Cultivating spiritual relationships and transcending fear
Krsna is never alone. When we think about Krsna, this means we think about all his devotees and associates, including the devotees we are connected in this life.
In material life, we always have fear. We have fear of death, we have fear of losing people we love. The reason we have fear is that we live in a temporary situation. Even the strongest and most powerful person can die from one moment to the next, without any warning. It is just like a continuous game of russian roulette, where every moment can be the last. The soul is eternal by nature, and thus we hanker for an eternal position where we don’t need to part from the people and things that are dear to us, but because we can’t find it in this world, we live in anxiety of losing what we have and not attaining what we desire.
We can see that in the beginning of the Bhagavad-gītā, Arjuna experienced fear due to the possibility of losing his relatives or losing his own life. This is exactly the situation most of us live in. Some become paralyzed by this fear, developing different types of mental issues, while most prefer to just forget, living their lives without considering what may come next. Unconsciously, they understand everyone dies, but they prefer to just live in the present, hoping that somehow death will never come. However, death doesn’t forget anyone, and one still has to deal with the death of dear ones, and with one’s own death; the only difference is that we don’t prepare for it, wasting our human life in material pursuits instead of solving the real problems of life.
How can we prepare? The only way of really preparing for death is by practicing devotional service and becoming conscious of our eternal identity independent from the body. Everything else is just coping. We can see that in the Gītā, Krsna goes on this path, immediately bringing Arjuna to this platform of understanding, before giving him other instructions:
“While speaking learned words, you are mourning for what is not worthy of grief. Those who are wise lament neither for the living nor for the dead. Never was there a time when I did not exist, nor you, nor all these kings; nor in the future shall any of us cease to be. As the embodied soul continuously passes, in this body, from boyhood to youth to old age, the soul similarly passes into another body at death. A sober person is not bewildered by such a change.”
Connected with this knowledge of not being the body comes the realization that no one kills and no one dies, that Krsna hints at in text 2.19:
“Neither he who thinks the living entity the slayer nor he who thinks it slain is in knowledge, for the self slays not nor is slain.”
The whole material life is based on the misunderstanding that we are these bodies. Therefore, in illusion, I may think I’m killing someone, or that someone is being killed, but this is a false concept, since the soul never does, and the body is never alive. Considering these two points, how can someone be killed?
However, even though we may intellectually understand we are the soul, this doesn’t immediately solve the problem of fear and lamentation, because even though we may understand that our relatives assume new bodies after passing away, we don’t want them in other forms we have no contact with; we want them here, in the forms we are attached to. Similarly, one may not be very happy with the idea of assuming a new body after death, preferring to maintain the body he has now, in the environment he is habituated to live in.
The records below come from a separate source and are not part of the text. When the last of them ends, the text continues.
PR #351, opened 2021-02-02
dovecot, postfix: add missing accesses

0xC0ncord:
postfix_pipe_t requires reading dovecot configuration and connecting to
dovecot stream sockets if configured to use dovecot for local mail
delivery.

### DIFF
--- a/policy/modules/services/dovecot.if
+++ b/policy/modules/services/dovecot.if
@@ -63,6 +63,28 @@ interface(`dovecot_domtrans_deliver',`
 
 ########################################
 ## <summary>
+##	Read dovecot configuration content.
+## </summary>
+## <param name="domain">
+##	<summary>
+##	Domain allowed access.
+##	</summary>
+## </param>
+## <rolecap/>
+#
+interface(`dovecot_read_config',`
+	gen_require(`
+		type dovecot_etc_t;
+	')
+
+	files_search_etc($1)
+	allow $1 dovecot_etc_t:dir list_dir_perms;
+	allow $1 dovecot_etc_t:file read_file_perms;
+	allow $1 dovecot_etc_t:lnk_file read_lnk_file_perms;
+')
+
+########################################
+## <summary>
 ##	Create, read, write, and delete
 ##	dovecot spool files.
 ## </summary>
--- a/policy/modules/services/postfix.te
+++ b/policy/modules/services/postfix.te
@@ -596,6 +596,8 @@ corecmd_exec_bin(postfix_pipe_t)
 
 optional_policy(`
 	dovecot_domtrans_deliver(postfix_pipe_t)
+	dovecot_read_config(postfix_pipe_t)
+	dovecot_stream_connect(postfix_pipe_t)
 ')
 
 optional_policy(`


policy/modules/services/dovecot.if
```diff
@@ -61,6 +61,85 @@ interface(`dovecot_domtrans_deliver',`
...
+##	Domain allowed access.
+##	</summary>
+## </param>
+#
+interface(`dovecot_rw_stream_sockets',`
+	gen_require(`
+		type dovecot_t;
+	')
+
+	allow $1 dovecot_t:unix_stream_socket { connectto rw_stream_socket_perms };
```
doverride, line 80: I suspect that the rw_stream_socket_perms is a bit too much. Would just `rw_socket_perms` work instead?

policy/modules/services/dovecot.if
```diff
@@ -61,6 +61,85 @@ interface(`dovecot_domtrans_deliver',`
...
+##	</summary>
+## </param>
+#
+interface(`dovecot_rw_runtime_sock_files',`
+	gen_require(`
+		type dovecot_runtime_t;
+	')
+
+    rw_sock_files_pattern($1, dovecot_runtime_t, dovecot_runtime_t)
+')
```
doverride, line 100: I would probably add a files_search_pids($1) here (if it is still called that)

policy/modules/services/dovecot.if
0xC0ncord: > I suspect that the rw_stream_socket_perms is a bit too much. Would just `rw_socket_perms` work instead?

Let me try it. These are rules coming from one of my machines that is set up in this way.

policy/modules/services/dovecot.if
```diff
@@ -61,6 +61,85 @@ interface(`dovecot_domtrans_deliver',`
...
+## </param>
+## <rolecap/>
+#
+interface(`dovecot_search_runtime',`
+	gen_require(`
+		type dovecot_runtime_t;
+	')
+
+	search_dirs_pattern($1, dovecot_runtime_t, dovecot_runtime_t)
+')
```
doverride, line 141: this one is redundant and can be removed as `dovecot_rw_runtime_sock_files` implies this access

policy/modules/services/postfix.te
```diff
@@ -13,6 +13,15 @@ policy_module(postfix, 1.23.2)
...
 gen_tunable(postfix_local_write_mail_spool, true)
 
+## <desc>
+##	<p>
+##	Determine whether postfix can
+##	communicate with dovecot for
+##	authentication and delivery.
+##	</p>
+## </desc>
+gen_tunable(postfix_use_dovecot, false)
```
doverride, line 23: I would personally probably make this access unconditional, but that is subjective

policy/modules/services/dovecot.if
0xC0ncord: `files_search_pids` was renamed to `files_search_runtime`, but yes I will add that here.

policy/modules/services/postfix.te
0xC0ncord: I agree that I can't personally think of any situation where one may want to have postfix and dovecot installed simultaneously yet not configured to interoperate, I think there's still some value in having this behavior conditional. What about enabling it by default instead?

policy/modules/services/dovecot.if
0xC0ncord: After some more testing, the only permissions needed by `postfix_pipe_t` here seems to be `connectto` and `write`. So it looks like we can reduce this access to `rw_socket_perms` as you said.

doverride:
0xC0ncord <notifications@github.com> writes:

>
>
> In policy/modules/services/postfix.te:
>
>> @@ -13,6 +13,15 @@ policy_module(postfix, 1.23.2)
>  ## </desc>
>  gen_tunable(postfix_local_write_mail_spool, true)
>  
> +## <desc>
> +##	<p>
> +##	Determine whether postfix can
> +##	communicate with dovecot for
> +##	authentication and delivery.
> +##	</p>
> +## </desc>
> +gen_tunable(postfix_use_dovecot, false)
>
> I agree that I can't personally think of any situation where one may want to have postfix and dovecot
> installed simultaneously yet not configured to interoperate, I think there's still some value in
> having this behavior conditional. What about enabling it by default instead?

I dont have a strong feeling on it. eitherway is fine with me and i just
thought i'd mention it for consideration.

>
> —
>

-- 
Dominick Grift

policy/modules/services/postfix.te
pebenito: I agree with Dominick on this. The access isn't really dangerous.

policy/modules/services/dovecot.if
pebenito: This should probably moved into the stream socket connection interface. This is pretty much stream_connect_pattern() but with a read on the `sock_file`.

policy/modules/services/dovecot.if
```diff
@@ -61,6 +61,68 @@ interface(`dovecot_domtrans_deliver',`
...
+##	Domain allowed access.
+##	</summary>
+## </param>
+#
+interface(`dovecot_rw_stream_sockets',`
+	gen_require(`
+		type dovecot_t;
+	')
+
+	allow $1 dovecot_t:unix_stream_socket { connectto rw_socket_perms };
```
pebenito, line 80: the `rw_socket_perms` vs `connectto` seems odd. Is it receiving a fd for a socket from dovecot?

0xC0ncord: > the `rw_socket_perms` vs `connectto` seems odd. Is it receiving a fd for a socket from dovecot?

Thanks for raising this for review again. Looks like I got this access mixed up actually after another thorough look, so `rw_socket_perms` isn't needed at all here.:
```
time->Wed Feb  3 11:16:14 2021
type=PROCTITLE msg=audit(1612368974.831:29966): proctitle=2F7573722F6C6962657865632F646F7665636F742F64656C69766572002D6600746F6E79746865736C6179657240676D61696C2E636F6D002D64006D6540636F6E636F72642E7368
type=PATH msg=audit(1612368974.831:29966): item=0 name="/run/dovecot/stats-writer" inode=1652 dev=00:11 mode=0140660 ouid=0 ogid=5000 rdev=00:00 obj=system_u:object_r:dovecot_runtime_t:s0 nametype=NORMAL cap_fp=0 cap_fi=0 cap_fe=0 cap_fver=0 cap_frootid=0
type=CWD msg=audit(1612368974.831:29966): cwd="/var/spool/postfix"
type=SOCKADDR msg=audit(1612368974.831:29966): saddr=01002F72756E2F646F7665636F742F73746174732D7772697465720000000000000000000000000000000000000000000000000000000000000000000000000000000000000000000000000000000000000000000000000000000000000000000000000000000000000000000000
type=SYSCALL msg=audit(1612368974.831:29966): arch=c000003e syscall=42 success=yes exit=0 a0=7 a1=779e570b52d8 a2=6e a3=6f9e24fa2aa0 items=1 ppid=2010426 pid=2010427 auid=4294967295 uid=5000 gid=5000 euid=5000 suid=5000 fsuid=5000 egid=5000 sgid=5000 fsgid=5000 tty=(none) ses=4294967295 comm="deliver" exe="/usr/libexec/dovecot/dovecot-lda" subj=system_u:system_r:postfix_pipe_t:s0 key=(null)
type=AVC msg=audit(1612368974.831:29966): avc:  denied  { connectto } for  pid=2010427 comm="deliver" path="/run/dovecot/stats-writer" scontext=system_u:system_r:postfix_pipe_t:s0 tcontext=system_u:system_r:dovecot_t:s0 tclass=unix_stream_socket permissive=1
type=AVC msg=audit(1612368974.831:29966): avc:  denied  { write } for  pid=2010427 comm="deliver" name="stats-writer" dev="tmpfs" ino=1652 scontext=system_u:system_r:postfix_pipe_t:s0 tcontext=system_u:object_r:dovecot_runtime_t:s0 tclass=sock_file permissive=1
```

policy/modules/services/postfix.te
0xC0ncord: OK.

policy/modules/services/dovecot.if
0xC0ncord: OK.

0xC0ncord:
Turns out that after reworking this, the proper solution was actually much simpler.

pebenito (approved):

Krsna brings us to this path gradually through the Bhagavad-gītā, starting with the explanations about the path of karma-yoga, the first step in re-establishing our connection with Krsna. Once we start to develop a loving connection with Krsna, we start to build our relationships with other devotees around this eternal relationship, and these relationships also become eternal. Different from relationships between materialists, which are based on the body and end with death, relationships between devotees are based on their eternal identities as souls, centered around their relationships with Krsna, and that’s what makes them eternal. We may not know what identities we will have in the spiritual world, but as long as we understand we are eternal servants of Krsna, it is already possible to develop spiritual relationships based on the understanding of this eternal identity.
Attachment is present in both spiritual and material relationships. The difference is that in material relationships, attachment is directed to the body, and to the material happiness it can give us, while in spiritual relationships, the attachment is properly connected with our service to Krsna, and thus transcends the change of body.
Krsna is never alone. When we think about Krsna, this means we think about all his devotees and associates, including the devotees we are connected in this life. In a higher stage, it includes everyone, since everyone is eternally connected with Krsna. Even relationships with non-devotees can be made transcendental when we see them as eternal servants of Krsna and try to remind them of their original Krsna Consciousness.
The secret is thus to transfer our attachment from the morbid fixture with the body to our eternal connection with Krsna and our common service to Him. When we do that, we see there is nothing to lament or fear, because our eternal identities are much better than our current conditioned situation.
Can you imagine how much we will laugh when we meet in the spiritual world and remember all the nonsense we were doing here? What about meeting all the devotees we quarreled with in this life, now in their spiritual bodies, free from all traces of false ego? If we can get together even now, with so many contaminations, how pleasant it will be to interact without all these contaminations in the spiritual world.
We will not have to wait much, because the difference in the way time works in the material and spiritual world makes any amount of time here look like just a moment there. As soon as we go back, everyone we know will be there too.